Four times How much more likely venous leg ulcers are to occur in patients over 80 than in their slightly younger cousins.
NCBI
This excitement isn’t hard to understand. As a stroke, these bijou technologies promise to put treatment into the hands of patients themselves, even as alleviation is abandoned for cures. That’s clear enough if you examine the Accel-Heal Solo, with Martin noting that the “rate of risk of good clinical response” is about 80%. Not, of course, that electric stimulation is a panacea. As Martin continues, doctors can’t expect to abandon traditional treatment options – and should instead integrate machines like the Accel-Heal Solo into regular cleaning and debridement cycles. “Bioelectricity doesn’t outweigh all the other things,” he says. “But it’s just been an elephant in the room that we’ve been missing.”
Old age problems
At City, Triantis and Rabbani stress difficulties around understanding exactly how electrobiomodulation therapy works.

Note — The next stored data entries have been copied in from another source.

PR #477, opened 2018-09-04
Add journald cloudwatch logs

### LINKED ISSUE #459: Missing some logs on 4.0.0-rc1
Instances built against the 4.0.0-rc1 version of the stack no longer manage to ship a couple of their logs into Cloudwatch (e.g. `/buildkite/docker-daemon`)

The failure seems to be in the local logging config on the instances, because in `/var/log/awslogs.log` we see:

```
2018-07-22 23:11:09,783 - cwlogs.push.stream - WARNING - 3618 - Thread-1 - No file is found with given path '/var/log/lifecycled'.
2018-07-22 23:11:14,784 - cwlogs.push.stream - WARNING - 3618 - Thread-1 - No file is found with given path '/var/log/docker'.
```

(And yep, those paths are actually missing.)

If I had to guess, this could be caused by the move to journald (systemd) in Amazon Linux 2. (`sudo journalctl -u docker.service` on an instance does show the Docker daemon logs)

lox:
Since we swapped to Amazon Linux 2 (and systemd) lots of our logs go via `systemd`, which isn't supported by `awslogs`. This adds @sj26's fork of https://github.com/sj26/journald-cloudwatch-logs to copy the systemd journal to cloudwatch logs.

Closes #459

### DIFF
--- a/README.md
+++ b/README.md
@@ -273,7 +273,7 @@ Provide us with logs from Cloudwatch Logs:
 
 ```
 /buildkite/elastic-stack/{instance-id}
-/buildkite/docker-daemon/{instance-id}
+/buildkite/systemd/{instance-id}
 ```
 
 Alternately, drop by `#aws-stack` and `#aws` channels in [Buildkite Community Slack](https://chat.buildkite.com/) and ask your question!
--- a/packer/buildkite-ami.json
+++ b/packer/buildkite-ami.json
@@ -26,6 +26,10 @@
     },
     {
       "type": "shell",
+      "script": "scripts/install-journald-cloudwatch-logs.sh"
+    },
+    {
+      "type": "shell",
       "script": "scripts/install-utils.sh"
     },
     {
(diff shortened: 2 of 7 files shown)


lox:
@sj26 @toolmantim it pains me that this change means that where previously we had different log streams for agents, lifecycled and the system and now we have a single one.

It's a considerable drop in usability IMO, but I can't figure out any non-epic way to split them out into files from systemd or fragment them into streams with https://github.com/sj26/journald-cloudwatch-logs.

sj26:
I'd always wanted to modify the journald-to-cloudwatch thing to allow creating multiple log streams, where each stream can have distinct journal queries feeding it. Would that be better?

lox:
I thought you might suggest that @sj26. Such nerd sniping 😭

lox:
I had a bit of a look, I think that will be a pretty major undertaking @sj26 as I think you'd need to add some sort of structure to the config file to declare different log groups. It would solve my problem though.

lox:
I might merge this for now, but will consider this before the final 4.x release.

sj26:
:+1:

PR #493, opened 2018-09-17
Add docs for using the bootstrap script

toolmantim:
Quite a few times on support I've wanted to link people to the docs telling them how to customise their agent (e.g. setting a Docker daemon option, or installing an extra CLI tool).

This adds a docs section showing people how to do that.

### DIFF
--- a/README.md
+++ b/README.md
@@ -196,7 +196,26 @@ To debug an agent first find the instance id from the agent in Buildkite, head t
 
 # Customizing Instances with a Bootstrap Script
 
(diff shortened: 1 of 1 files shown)


lox:
Good idea, been meaning to do this for a while. 

If they wanted to add an IAM policy, the could create one like:

```
{
  "Version": "2012-10-17",
  "Statement": [
    {
      "Effect": "Allow",
      "Action": [
        "s3:GetObject",
      ],
      "Resource": ["arn:aws:s3:::my_bucket_name/my_bootstrap.sh"]
    }
  ]
}
```

They would need to attach it to the Role of the Elastic Stack, or make it a managed policy.

toolmantim:
If we assume the stack doesn’t exist yet, how would you do it?

Create a IAM policy with that, and then specify the policy’s ARN in `ManagedPolicyARN` yeah?

Probably need a section “Granting instances IAM permissions” or some such, and we could link to there.

toolmantim:
Okay, this is ready to go

PR #494, opened 2018-09-27
Support timestamp-lines

### LINKED ISSUE #485: Include `timestamp-lines` option in template
I'd be great to allow setting the `timestamp-lines` agent option in the cloudformation template (false to be BC), to allow having a cluster with timestamped output

raylu:
This fixes #485.
See: https://github.com/buildkite/agent/pull/501 and https://buildkite.com/docs/agent/v3/configuration


lox:
Thanks @raylu, lots of thumbs up! 😀

arturopie:
@lox why isn't `BuildkiteAgentTimestampLines` enabled by default. Is it too noisy?

raylu:
I didn't want to change the default behavior in case anyone upgrades, but maybe it's a good idea.

PR #495, opened 2018-09-30
Tunable knob for ASG Cooldown period

prateek:


lox:
Thanks @prateek, can you tell us a bit more about your use case? Interested to hear a bit more about what problem you are trying to solve that needs the cooldown periods customized!

prateek:
tl;dr - the 300 hardcoded value was not in line with my expectation of elasticity of the stack. 

@lox sure thing! The use-case is standard CI - my team has one mega (github.com/m3db/m3) repo and some smaller repos (github.com/m3db/*) – we're in the process of consolidating in a monorepo right now. Developers in the team rely on the for quick PR feedback, so push to GH/CI frequently. 

The reason for the PR might completely be misconfiguration (please tell me if it is).

Here are the knobs I had when I was testing:
- ScaleUpAdjustment: 6
- ScaleDownAdjustment: -3
- ScaleDownPeriod: 120

Along with that, each of my CI builds has 6 jobs. So what would end up happening was I'd push some code, look at the build and go incorporate feedback. By the time I pushed again, the stack had hit the cooldown period once and had triggered an instance kill. At this point, it would wait for the cooldown period before spinning up more instances.

lox:
After some thought, if I have to choose between a config option with a warning on it and no control for folks that need it, I'll choose the config option. Let's get this merged in and documented and I'll do some testing. Thanks for the perspective @ecv and apologies it's taken me so long @prateek.

templates/aws-stack.yml
```diff
@@ -185,6 +186,12 @@ Parameters:
     Default: -1
     MaxValue: 0
 
+  ScaleCooldownPeriod:
+    Description: Minimum number of seconds to wait between any two scaling group changes
```
toolmantim:
```suggestion
    Description: Minimum number of seconds to wait between scaling events. Must be greater than the time needed for an instance to boot.
```

lox: Yup, that works!

dhalperi:
@lox, 27 days ago
> 
> After some thought, if I have to choose between a config option with a warning on it and no control for folks that need it, I'll choose the config option. Let's get this merged in and documented and I'll do some testing. Thanks for the perspective @ecv and apologies it's taken me so long @prateek.

Any reason this is not merged yet?

lox:
A happy new year to you and your family too @dhalperi! We’ll get this out soon.

PR #500, opened 2018-11-05
Cleanup agent params

lox:
This cleans up how a few of the agent parameters in the stack are presented and moves some of the optional ones to an `Advanced Buildkite Configuration` heading.


toolmantim:
Good idea. I wonder if it should be "Agent Configuration" and "Advanced Agent Configuration (Optional)"

PR #1197, opened 2023-08-17
Prevent tag builds from publishing a latest template when they are not "on the main branch"

triarius:
While previously, the policy may have been different. I think it makes
sense to codify this policy:

Only builds for the latest stable tag on the main branch are published to:
- s3://buildkite-aws-stack/latest/aws-stack.yml
- s3://buildkite-aws-stack/aws-stack.yml

### DIFF
--- a/.buildkite/steps/publish.sh
+++ b/.buildkite/steps/publish.sh
@@ -24,17 +24,17 @@ echo "--- Building :cloudformation: CloudFormation templates"
 make build/aws-stack.yml
 
 echo "--- Uploading :cloudformation: CloudFormation templates"
-trunk="origin/$BUILDKITE_PIPELINE_DEFAULT_BRANCH"
-latest_tag=$(git describe --tags --abbrev=0 --match='v*' "$trunk")
+trunk="origin/${BUILDKITE_PIPELINE_DEFAULT_BRANCH}"
+latest_tag="$(git describe --tags --abbrev=0 --match='v*' "$trunk")"
 # Pre-release tags are those that have a hyphen in them, e.g. v1.0.0-rc1
-latest_stable_tag=$(git describe --tags --abbrev=0 --match='v*' --exclude='*-*' "$trunk")
+latest_stable_tag="$(git describe --tags --abbrev=0 --match='v*' --exclude='*-*' "$trunk")"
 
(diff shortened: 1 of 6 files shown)


.buildkite/steps/publish.sh
```diff
@@ -32,15 +24,19 @@ echo "--- Building :cloudformation: CloudFormation templates"
...
+latest_tag=$(git describe --tags --abbrev=0 --match='v*' "$trunk")
+# Pre-release tags are those that have a hyphen in them, e.g. v1.0.0-rc1
+latest_stable_tag=$(git describe --tags --abbrev=0 --match='v*' --exclude='*-*' "$trunk")
+
+# Only publish to 'latest' (and the empty prefix) if this tag is the latest stable tag.
+if [[ $BUILDKITE_TAG == "$latest_stable_tag" ]]; then
+  s3_upload_templates "latest/"
   s3_upload_templates
+elif [[ $BUILDKITE_TAG == "$latest_tag" ]]; then
+  echo "Skipping publishing latest, although $BUILDKITE_TAG matchs $latest_tag it does not doesn't match $latest_stable_tag"
```
DrJosh9000, line 37: Just the things I remember from https://google.github.io/styleguide/shellguide.html (which I should probably re-read)

(there's also a spelling fix in here)

```suggestion
trunk="origin/${BUILDKITE_PIPELINE_DEFAULT_BRANCH}"
latest_tag="$(git describe --tags --abbrev=0 --match='v*' "$trunk")"
# Pre-release tags are those that have a hyphen in them, e.g. v1.0.0-rc1
latest_stable_tag="$(git describe --tags --abbrev=0 --match='v*' --exclude='*-*' "$trunk")"

# Only publish to 'latest' (and the empty prefix) if this tag is the latest stable tag.
if [[ "${BUILDKITE_TAG}" == "${latest_stable_tag}" ]]; then
  s3_upload_templates "latest/"
  s3_upload_templates
elif [[ "${BUILDKITE_TAG}" == "${latest_tag}" ]]; then
  echo "Skipping publishing latest, although ${BUILDKITE_TAG} matches ${latest_tag} it does not doesn't match ${latest_stable_tag}"
```

DrJosh9000 (approved):

PR #1199, opened 2023-08-23
Change the Community Slack links to Forum ones

mcncl:
We're moving to the forum rather than Slack, so I'm adjusting the links before we do.


triarius (approved):
LGTM Thanks!

PR #1206, opened 2023-09-01
Fix instance storage mount script fails when instance storage not available

triarius:
It's understandable for it to fail, but the result is that users that have misconfigured their stacks to use instance storage on an instance type that doesn't support it will experiance flapping instances.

Fortunately, doctors are now convinced of its potential. But with so many variables at play – from the location of the wound and the type of tissue involved to electrical parameters and where electrodes are placed – Triantis says particular set-ups can have a “very specific effect.” Once you factor in different types of wounds, from pressure ulcers to abrasions, it can be achievable to create a platform flexible enough to work across healthcare. That’s obvious even for successful applications. The Accel- Heal Solo may help cure some 80% of wounds, but Martin admits that “we’re not really sure why the 20% don’t give such a good response”.
How can these hurdles be overcome? One option is to not merely envisage medical devices as a machine – but appreciate they’ll be used by flesh-and-blood patients. As Rabbani puts it: “That’s why you always need a biologist on board when you’re designing medical devices.” Notwithstanding the relative adaptability of platforms like the Accel-Heal Solo, designed to combat pressure ulcers, diabetic foot ulcers and more, another option involves building electrical therapy around specific wound types. Dr Michael Powner, the other co-lead of the 3T Group, gives the example of venous ulcers. “These are one kind of ulcer, a wound, that we can target. Finding the parameters for one type of ulcer is then a starting point to treat other ulcer types,” he says, adding all injuries of this sort primarily affect the epithelial cells, and the tissue just below, on the surface of the body.
What’s not in doubt, is that demand for such treatments will rise. Demographically, it’s a near certainty, with data in the UK’s General Practice Research Database showing venous leg ulcers are as much as four times more likely to form in patients over 80 than slightly younger cousins. No wonder insiders expect the market for dynamic electrical stimulation to grow. “I think it’s very important,” says Martin, “to evaluate newer technologies that can be applied at relatively low cost to patients in their own homes – without needing specialist intervention.” Considering both the need for effective chronic wound treatment, and the potential of electrical stimulation as a solution, it’s hard to disagree.